■ **Work order**
In the entries below, every line that contains "before" must be located and copied.

= Beginning of Section =

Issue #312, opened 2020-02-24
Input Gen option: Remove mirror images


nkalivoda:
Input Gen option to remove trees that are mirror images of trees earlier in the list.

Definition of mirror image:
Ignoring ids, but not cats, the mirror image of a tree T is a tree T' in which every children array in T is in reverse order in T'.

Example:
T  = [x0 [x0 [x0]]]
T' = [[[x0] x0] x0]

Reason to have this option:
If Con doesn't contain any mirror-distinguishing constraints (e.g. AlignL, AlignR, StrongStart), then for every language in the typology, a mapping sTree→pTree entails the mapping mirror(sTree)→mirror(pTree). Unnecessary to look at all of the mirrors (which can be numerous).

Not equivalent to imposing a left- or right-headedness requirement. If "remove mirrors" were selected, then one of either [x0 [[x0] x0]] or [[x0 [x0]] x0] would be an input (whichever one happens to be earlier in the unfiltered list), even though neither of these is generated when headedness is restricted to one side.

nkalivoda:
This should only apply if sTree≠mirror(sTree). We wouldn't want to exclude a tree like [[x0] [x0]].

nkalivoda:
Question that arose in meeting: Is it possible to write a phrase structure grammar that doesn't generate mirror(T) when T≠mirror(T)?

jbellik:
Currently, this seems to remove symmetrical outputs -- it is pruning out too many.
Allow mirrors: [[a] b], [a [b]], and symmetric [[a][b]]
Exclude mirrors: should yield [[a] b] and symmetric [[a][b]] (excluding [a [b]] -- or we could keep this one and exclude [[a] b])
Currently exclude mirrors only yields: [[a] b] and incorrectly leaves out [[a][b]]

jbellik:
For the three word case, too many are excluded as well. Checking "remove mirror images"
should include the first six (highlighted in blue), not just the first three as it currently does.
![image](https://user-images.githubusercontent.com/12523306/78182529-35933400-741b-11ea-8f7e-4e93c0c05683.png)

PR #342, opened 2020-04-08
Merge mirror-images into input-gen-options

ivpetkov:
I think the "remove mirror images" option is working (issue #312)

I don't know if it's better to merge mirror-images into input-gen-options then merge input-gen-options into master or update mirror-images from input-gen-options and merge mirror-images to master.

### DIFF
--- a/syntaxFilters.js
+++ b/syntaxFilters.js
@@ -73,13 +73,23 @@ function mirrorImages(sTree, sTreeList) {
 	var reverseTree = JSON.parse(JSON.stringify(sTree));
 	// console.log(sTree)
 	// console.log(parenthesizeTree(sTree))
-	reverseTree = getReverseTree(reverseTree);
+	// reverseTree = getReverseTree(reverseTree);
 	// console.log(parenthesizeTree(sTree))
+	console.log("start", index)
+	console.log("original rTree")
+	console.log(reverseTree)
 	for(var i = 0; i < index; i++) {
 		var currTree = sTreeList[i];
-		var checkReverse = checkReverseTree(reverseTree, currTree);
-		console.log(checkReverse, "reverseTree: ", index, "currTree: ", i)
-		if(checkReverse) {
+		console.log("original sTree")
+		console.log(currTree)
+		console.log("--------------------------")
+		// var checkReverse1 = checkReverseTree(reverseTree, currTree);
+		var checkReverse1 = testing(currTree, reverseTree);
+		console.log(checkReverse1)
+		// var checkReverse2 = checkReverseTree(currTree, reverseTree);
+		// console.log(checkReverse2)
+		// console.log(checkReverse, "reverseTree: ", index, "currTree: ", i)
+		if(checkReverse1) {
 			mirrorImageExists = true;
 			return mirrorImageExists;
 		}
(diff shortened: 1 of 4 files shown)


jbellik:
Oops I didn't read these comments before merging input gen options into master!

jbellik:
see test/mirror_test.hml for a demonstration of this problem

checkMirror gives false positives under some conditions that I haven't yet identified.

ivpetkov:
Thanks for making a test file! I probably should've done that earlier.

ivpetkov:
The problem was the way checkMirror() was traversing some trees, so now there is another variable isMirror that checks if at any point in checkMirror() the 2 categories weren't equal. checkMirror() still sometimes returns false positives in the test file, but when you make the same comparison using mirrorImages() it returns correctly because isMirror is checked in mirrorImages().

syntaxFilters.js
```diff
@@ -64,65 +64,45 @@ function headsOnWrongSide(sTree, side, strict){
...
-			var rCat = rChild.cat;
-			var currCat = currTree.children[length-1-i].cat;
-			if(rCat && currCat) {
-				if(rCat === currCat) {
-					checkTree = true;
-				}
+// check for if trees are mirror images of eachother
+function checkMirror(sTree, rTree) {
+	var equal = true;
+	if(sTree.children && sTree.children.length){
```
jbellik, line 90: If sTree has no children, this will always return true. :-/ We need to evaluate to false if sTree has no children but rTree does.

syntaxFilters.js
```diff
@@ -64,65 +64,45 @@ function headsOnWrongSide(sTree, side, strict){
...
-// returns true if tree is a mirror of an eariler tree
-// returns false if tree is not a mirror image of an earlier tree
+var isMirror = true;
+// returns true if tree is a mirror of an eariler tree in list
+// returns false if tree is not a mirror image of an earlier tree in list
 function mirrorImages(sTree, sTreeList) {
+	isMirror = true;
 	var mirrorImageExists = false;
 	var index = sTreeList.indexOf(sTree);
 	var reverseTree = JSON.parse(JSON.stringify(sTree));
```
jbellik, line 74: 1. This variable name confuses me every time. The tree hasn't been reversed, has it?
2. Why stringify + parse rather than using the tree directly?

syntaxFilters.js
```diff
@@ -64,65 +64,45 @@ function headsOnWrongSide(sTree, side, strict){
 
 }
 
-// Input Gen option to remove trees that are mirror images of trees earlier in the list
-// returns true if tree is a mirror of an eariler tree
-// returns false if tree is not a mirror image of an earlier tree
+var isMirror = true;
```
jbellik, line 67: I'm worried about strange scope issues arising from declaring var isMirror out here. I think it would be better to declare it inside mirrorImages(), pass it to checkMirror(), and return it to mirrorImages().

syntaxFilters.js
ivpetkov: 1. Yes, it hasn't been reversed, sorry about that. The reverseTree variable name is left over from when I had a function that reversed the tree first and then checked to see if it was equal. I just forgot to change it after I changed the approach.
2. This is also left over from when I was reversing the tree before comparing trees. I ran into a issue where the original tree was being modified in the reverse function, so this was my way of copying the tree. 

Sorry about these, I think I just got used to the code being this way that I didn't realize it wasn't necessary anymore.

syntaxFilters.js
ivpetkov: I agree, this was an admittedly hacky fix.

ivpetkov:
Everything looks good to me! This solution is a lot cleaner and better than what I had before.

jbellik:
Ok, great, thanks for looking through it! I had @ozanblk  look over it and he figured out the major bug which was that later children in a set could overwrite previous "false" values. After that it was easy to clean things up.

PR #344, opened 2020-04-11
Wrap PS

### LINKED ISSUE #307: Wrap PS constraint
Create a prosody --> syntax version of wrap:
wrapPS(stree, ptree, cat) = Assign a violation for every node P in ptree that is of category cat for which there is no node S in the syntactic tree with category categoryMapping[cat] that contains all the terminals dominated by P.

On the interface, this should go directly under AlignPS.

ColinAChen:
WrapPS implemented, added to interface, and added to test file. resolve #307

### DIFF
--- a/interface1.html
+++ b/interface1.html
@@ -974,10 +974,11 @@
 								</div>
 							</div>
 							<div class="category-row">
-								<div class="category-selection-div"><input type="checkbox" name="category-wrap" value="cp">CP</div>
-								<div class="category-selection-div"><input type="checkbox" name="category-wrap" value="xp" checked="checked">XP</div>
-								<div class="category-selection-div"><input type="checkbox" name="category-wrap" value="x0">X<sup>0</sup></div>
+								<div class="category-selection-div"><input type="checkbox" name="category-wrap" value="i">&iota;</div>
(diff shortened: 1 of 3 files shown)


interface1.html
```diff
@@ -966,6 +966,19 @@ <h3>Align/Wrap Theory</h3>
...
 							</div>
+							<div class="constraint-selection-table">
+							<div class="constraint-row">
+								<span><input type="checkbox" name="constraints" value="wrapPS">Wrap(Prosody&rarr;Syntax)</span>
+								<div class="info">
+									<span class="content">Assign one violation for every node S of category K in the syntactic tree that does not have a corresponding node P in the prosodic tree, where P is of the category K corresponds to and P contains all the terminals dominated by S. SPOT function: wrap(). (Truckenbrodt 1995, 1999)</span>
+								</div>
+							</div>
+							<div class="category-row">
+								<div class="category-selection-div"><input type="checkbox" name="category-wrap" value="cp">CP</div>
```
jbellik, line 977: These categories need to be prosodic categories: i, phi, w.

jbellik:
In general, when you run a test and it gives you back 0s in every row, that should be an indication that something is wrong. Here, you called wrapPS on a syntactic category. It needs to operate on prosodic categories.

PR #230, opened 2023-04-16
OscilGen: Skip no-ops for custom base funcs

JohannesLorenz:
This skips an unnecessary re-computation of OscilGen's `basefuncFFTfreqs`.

= End of Section =

■ **Exercise response**
Oops I didn't read these comments before merging input gen options into master!
2. This is also left over from when I was reversing the tree before comparing trees. I ran into a issue where the original tree was being modified in the reverse function, so this was my way of copying the tree. 
Everything looks good to me! This solution is a lot cleaner and better than what I had before.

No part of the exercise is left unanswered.